[Records from a data collection]
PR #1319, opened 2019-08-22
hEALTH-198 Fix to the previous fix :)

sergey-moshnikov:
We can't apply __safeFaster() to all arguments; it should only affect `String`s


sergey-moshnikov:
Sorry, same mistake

==

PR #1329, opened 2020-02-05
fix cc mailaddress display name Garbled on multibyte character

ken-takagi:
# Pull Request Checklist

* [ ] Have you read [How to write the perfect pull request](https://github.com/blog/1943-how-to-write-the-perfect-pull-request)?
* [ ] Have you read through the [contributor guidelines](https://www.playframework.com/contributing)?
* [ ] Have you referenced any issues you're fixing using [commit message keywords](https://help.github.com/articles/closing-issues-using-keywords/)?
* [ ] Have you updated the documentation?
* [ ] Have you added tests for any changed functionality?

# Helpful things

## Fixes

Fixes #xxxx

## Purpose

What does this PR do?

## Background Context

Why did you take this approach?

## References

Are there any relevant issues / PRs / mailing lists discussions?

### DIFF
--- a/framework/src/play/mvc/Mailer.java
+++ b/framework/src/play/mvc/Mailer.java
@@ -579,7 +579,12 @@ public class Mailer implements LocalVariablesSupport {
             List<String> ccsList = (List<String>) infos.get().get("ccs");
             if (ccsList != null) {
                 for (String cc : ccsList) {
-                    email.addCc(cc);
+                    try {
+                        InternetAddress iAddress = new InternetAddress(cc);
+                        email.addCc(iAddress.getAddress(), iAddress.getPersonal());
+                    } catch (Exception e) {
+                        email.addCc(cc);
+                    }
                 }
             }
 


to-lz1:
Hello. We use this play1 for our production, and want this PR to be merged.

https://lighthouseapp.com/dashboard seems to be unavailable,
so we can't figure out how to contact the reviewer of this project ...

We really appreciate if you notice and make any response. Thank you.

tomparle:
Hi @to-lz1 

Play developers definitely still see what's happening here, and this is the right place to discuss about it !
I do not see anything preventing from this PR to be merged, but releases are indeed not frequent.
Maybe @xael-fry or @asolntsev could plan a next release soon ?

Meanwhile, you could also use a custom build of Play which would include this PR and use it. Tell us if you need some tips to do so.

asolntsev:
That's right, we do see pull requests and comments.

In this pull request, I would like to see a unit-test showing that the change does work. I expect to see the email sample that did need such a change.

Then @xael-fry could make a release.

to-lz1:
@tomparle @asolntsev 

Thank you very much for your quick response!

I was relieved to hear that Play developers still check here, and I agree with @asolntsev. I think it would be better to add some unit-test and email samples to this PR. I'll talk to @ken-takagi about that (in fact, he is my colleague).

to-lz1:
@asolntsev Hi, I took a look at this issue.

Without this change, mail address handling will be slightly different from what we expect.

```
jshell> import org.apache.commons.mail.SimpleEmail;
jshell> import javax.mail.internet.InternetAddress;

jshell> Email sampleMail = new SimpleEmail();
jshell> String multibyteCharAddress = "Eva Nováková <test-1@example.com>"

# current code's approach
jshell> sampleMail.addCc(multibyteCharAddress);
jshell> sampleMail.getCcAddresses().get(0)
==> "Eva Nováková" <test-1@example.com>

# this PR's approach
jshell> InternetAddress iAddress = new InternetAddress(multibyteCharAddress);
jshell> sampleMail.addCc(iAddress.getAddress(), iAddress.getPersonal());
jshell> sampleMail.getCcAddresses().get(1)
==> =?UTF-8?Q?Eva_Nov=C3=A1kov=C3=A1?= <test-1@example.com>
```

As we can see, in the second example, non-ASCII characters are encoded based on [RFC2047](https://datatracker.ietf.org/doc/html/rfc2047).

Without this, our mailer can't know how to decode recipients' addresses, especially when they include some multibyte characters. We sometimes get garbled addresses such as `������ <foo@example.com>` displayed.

---

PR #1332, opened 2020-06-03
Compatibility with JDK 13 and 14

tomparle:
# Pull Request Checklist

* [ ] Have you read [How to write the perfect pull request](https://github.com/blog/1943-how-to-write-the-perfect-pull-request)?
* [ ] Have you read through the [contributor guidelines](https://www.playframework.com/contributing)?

* [EXERCISE INSTRUCTIONS]: From the records above, copy only the lines starting with the line that holds "PR #1319, opened 2019-08-22" and going on through the line that holds "Sorry, same mistake", exactly as written.

* [EXERCISE RESULT]:
PR #1319, opened 2019-08-22
hEALTH-198 Fix to the previous fix :)

sergey-moshnikov:
We can't apply __safeFaster() to all arguments; it should only affect `String`s


sergey-moshnikov:
Sorry, same mistake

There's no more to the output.